Pensiamo alle tragedie causate dalla mancata prevenzione dei rischi idrogeologici, dalle speculazioni edilizie o dalla scarsa manutenzione delle opere pubbliche. Pensiamo al genocidio delle persone migranti, sacrificate sull’altare della propaganda, e poi sfruttate proprio a causa dell’invisibilità a cui certe leggi le costringono. Pensiamo agli sprechi e alla mala gestione dei fondi pubblici: un crimine in sé, che oltretutto è stato invocato come pretesto per tagli continui alle spese di welfare, punendo così i cittadini, a partire dai più fragili, anziché i potenti autori di quelle malversazioni.
Il recente arresto di un noto boss non basta.

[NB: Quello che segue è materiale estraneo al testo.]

PR #3890, opened 2026-06-27
feat(backup): add warning Card component and backup safety messaging

### LINKED ISSUE #3887: Update restore backup phrase warning copy
## Context
@designsats implemented the suggested copy changes and asked for a ticket to track them.

## Requested copy
- Icon: `warning.svg`
- If phrase is shown: `Do not show this to anyone including support`
- Restore flow title: `Do you recognize this backup phrase?`
- Restore flow body: `Never enter words someone else sent you.`

## Frontend changes needed
Warning card component has to be updated:
- [ ] color variable `warning/light`: `#E18E02`
- [ ] color variable `warning/dark`: `#FFC563`
- [ ] add new color variable `grey7/dark`: `#0F0F0F`
- [ ] add new color variable `grey7/light`: `#F9F9F9`

Reasoning:
- `grey5` zones should always be active.
- Warning color is too close to the primary accent color in dark mode. The accent color should stay easily identifiable as link/action.

Reference comment: https://github.com/blinkbitcoin/blink-mobile/issues/3887#issuecomment-4817709874

## Acceptance criteria
- Restore flow uses `warning.svg` for the warning state.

La forza delle mafie sta nella debolezza del contesto in cui operano
Gli esempi di come le lobby di potere tradiscono gli ideali di giustizia, talvolta senza neppure il bisogno di violare le leggi, sono numerosi. Lo schema però non varia: chi occupa un posto di potere, ai vertici di un’amministrazione pubblica o di una grande azienda, gode di una posizione di privilegio. Sa di avere molte possibilità per beneficiare sé stesso e la propria cerchia, ma spesso ignora o “dimentica” di avere altrettante se non maggiori responsabilità verso la società tutta.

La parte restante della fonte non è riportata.